### About this exercise
Find all lines with the word "true" in the material, then copy them.

### Data to examine

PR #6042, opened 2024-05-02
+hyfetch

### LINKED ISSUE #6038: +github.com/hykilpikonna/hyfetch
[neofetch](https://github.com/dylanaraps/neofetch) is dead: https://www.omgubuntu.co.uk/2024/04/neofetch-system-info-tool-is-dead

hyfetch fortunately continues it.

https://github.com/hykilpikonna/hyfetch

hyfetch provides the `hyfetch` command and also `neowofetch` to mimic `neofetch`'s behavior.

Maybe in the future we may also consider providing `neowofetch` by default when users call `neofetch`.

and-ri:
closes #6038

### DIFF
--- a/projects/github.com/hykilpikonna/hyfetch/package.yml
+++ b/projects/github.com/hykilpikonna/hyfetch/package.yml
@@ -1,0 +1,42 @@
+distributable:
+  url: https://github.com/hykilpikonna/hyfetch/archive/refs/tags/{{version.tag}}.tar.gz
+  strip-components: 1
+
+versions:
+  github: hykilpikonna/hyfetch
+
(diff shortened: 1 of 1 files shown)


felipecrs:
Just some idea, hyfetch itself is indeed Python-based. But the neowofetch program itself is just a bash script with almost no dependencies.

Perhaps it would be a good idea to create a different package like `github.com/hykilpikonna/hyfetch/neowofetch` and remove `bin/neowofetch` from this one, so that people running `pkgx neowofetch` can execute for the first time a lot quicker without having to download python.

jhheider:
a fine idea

* * *

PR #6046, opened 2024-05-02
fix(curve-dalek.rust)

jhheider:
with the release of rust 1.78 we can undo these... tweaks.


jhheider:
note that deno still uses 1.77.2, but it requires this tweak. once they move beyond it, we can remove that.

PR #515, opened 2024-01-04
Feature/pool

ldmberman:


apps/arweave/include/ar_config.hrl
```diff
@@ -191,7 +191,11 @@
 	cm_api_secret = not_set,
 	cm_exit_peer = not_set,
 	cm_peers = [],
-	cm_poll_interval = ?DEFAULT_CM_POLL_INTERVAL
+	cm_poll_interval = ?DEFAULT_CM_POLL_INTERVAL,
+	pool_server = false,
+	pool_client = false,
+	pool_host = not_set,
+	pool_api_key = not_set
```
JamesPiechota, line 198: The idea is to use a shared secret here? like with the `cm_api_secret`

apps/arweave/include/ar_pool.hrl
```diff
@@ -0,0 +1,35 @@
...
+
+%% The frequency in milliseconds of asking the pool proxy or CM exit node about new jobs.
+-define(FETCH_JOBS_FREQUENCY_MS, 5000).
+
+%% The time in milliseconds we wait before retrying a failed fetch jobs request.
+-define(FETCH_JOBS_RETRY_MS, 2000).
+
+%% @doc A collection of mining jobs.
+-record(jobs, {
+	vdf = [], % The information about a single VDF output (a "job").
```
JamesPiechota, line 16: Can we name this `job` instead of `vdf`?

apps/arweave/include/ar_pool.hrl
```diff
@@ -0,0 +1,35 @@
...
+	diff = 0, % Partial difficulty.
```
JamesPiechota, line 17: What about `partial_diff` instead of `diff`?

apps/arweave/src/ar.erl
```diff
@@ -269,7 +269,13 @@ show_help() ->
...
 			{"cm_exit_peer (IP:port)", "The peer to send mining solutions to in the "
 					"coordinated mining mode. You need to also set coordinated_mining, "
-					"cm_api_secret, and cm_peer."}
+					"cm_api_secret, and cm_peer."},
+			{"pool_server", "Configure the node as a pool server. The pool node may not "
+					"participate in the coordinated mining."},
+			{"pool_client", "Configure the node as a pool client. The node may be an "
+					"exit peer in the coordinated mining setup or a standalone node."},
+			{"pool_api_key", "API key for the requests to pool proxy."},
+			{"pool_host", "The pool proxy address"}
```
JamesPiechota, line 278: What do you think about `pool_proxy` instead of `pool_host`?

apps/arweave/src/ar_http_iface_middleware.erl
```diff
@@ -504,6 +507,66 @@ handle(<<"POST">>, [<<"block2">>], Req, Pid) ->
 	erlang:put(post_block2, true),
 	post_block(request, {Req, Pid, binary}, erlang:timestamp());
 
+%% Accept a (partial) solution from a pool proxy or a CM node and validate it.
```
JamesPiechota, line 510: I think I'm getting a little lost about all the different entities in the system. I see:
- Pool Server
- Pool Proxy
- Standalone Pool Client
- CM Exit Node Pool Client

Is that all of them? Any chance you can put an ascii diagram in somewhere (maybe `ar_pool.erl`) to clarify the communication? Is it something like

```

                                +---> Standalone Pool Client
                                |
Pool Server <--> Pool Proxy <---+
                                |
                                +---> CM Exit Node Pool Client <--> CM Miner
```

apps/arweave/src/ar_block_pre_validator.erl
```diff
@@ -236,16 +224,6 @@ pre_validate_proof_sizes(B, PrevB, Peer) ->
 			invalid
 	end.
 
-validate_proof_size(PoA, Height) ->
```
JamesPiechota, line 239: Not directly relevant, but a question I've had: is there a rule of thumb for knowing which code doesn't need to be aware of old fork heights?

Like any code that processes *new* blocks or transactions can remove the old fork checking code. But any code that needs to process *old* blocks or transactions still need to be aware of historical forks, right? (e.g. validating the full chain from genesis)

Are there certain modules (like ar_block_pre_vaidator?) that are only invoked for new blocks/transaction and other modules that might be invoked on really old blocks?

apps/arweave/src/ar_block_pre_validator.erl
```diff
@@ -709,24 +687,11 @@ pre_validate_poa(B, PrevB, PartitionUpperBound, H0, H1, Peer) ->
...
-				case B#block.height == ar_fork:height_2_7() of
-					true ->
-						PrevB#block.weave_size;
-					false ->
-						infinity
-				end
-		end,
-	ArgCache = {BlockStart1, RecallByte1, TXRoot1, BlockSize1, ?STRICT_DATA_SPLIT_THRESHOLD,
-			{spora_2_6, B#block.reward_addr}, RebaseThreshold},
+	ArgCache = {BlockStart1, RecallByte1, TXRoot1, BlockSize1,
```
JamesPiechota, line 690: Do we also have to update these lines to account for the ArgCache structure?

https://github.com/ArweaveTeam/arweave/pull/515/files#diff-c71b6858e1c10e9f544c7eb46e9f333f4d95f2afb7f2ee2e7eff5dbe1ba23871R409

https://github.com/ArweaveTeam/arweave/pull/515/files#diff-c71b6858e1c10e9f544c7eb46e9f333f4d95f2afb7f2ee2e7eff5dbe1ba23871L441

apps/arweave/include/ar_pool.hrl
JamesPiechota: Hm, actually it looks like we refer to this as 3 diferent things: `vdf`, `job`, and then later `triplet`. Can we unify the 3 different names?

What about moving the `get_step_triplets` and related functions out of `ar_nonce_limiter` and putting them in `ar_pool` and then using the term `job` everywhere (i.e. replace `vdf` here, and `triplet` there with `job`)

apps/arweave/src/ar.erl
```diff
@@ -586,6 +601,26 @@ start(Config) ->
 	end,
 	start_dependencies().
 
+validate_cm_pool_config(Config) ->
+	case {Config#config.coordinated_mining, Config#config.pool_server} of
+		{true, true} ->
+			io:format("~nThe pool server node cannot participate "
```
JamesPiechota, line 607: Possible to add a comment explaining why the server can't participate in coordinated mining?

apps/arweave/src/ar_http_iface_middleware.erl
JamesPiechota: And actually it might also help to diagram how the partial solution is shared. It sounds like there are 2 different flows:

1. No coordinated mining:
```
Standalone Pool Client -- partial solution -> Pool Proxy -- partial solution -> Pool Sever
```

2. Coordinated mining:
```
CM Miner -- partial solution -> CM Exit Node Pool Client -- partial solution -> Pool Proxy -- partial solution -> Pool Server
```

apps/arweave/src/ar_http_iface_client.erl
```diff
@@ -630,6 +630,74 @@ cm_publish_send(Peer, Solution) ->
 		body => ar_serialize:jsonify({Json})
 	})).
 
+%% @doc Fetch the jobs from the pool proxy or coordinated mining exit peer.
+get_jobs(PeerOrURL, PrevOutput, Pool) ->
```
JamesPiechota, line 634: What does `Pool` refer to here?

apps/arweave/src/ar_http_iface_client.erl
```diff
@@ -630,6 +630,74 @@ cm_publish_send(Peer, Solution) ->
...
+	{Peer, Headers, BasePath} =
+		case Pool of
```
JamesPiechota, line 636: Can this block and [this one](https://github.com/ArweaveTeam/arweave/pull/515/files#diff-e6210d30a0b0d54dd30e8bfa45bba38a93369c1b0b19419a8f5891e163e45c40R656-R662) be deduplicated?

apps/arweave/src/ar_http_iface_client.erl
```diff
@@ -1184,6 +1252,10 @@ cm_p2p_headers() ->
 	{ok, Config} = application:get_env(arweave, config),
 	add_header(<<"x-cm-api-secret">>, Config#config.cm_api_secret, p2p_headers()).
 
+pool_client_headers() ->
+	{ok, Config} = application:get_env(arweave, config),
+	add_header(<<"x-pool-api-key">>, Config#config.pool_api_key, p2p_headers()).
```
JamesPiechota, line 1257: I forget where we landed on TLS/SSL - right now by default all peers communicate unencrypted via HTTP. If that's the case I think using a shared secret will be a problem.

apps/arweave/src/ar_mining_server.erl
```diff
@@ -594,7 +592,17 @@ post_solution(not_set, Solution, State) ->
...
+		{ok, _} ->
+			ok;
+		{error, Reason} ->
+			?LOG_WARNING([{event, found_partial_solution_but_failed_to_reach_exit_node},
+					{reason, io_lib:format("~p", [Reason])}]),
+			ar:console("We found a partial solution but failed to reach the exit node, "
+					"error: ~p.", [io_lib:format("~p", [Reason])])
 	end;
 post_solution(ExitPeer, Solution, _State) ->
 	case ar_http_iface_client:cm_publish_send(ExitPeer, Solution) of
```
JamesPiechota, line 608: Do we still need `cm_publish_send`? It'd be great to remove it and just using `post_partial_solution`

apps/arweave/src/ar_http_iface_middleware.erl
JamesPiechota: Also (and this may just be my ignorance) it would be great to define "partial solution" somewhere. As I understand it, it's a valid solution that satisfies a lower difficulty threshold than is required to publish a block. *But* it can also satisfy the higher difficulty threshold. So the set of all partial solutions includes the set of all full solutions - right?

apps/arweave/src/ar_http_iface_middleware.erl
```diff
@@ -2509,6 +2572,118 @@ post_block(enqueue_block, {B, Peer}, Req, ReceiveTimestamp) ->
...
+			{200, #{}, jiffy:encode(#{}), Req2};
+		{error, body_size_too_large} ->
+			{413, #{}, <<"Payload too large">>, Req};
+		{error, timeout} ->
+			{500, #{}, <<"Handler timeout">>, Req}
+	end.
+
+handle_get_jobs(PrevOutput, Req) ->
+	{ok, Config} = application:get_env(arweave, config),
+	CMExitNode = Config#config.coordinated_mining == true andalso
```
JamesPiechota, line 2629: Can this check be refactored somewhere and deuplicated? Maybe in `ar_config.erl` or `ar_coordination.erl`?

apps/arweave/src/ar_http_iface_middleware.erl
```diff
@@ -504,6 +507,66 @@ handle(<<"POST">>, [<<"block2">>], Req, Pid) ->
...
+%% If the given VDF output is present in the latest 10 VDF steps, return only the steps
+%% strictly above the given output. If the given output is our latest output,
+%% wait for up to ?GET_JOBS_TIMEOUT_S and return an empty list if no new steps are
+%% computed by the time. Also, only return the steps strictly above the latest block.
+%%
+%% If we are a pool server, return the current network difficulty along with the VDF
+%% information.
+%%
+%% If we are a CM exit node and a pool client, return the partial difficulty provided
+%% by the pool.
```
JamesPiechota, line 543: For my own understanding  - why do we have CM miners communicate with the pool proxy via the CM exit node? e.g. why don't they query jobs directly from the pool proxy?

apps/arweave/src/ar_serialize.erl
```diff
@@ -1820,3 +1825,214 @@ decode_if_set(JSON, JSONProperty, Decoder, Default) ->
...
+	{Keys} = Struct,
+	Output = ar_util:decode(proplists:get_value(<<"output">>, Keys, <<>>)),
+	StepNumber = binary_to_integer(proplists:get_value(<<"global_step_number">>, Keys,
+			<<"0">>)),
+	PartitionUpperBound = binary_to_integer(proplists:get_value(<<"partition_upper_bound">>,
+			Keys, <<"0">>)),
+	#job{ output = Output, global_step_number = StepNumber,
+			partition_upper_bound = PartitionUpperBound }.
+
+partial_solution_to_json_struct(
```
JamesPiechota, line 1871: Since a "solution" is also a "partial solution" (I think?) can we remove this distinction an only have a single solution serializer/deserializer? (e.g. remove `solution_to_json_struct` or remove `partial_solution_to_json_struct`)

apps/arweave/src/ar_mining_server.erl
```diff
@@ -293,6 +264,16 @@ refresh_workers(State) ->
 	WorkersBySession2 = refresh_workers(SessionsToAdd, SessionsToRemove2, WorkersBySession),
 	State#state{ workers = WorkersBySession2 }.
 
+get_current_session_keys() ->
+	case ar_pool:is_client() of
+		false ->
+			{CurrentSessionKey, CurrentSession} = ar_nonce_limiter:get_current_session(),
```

### Task result
 	erlang:put(post_block2, true),
-					true ->
+		{true, true} ->
+	CMExitNode = Config#config.coordinated_mining == true andalso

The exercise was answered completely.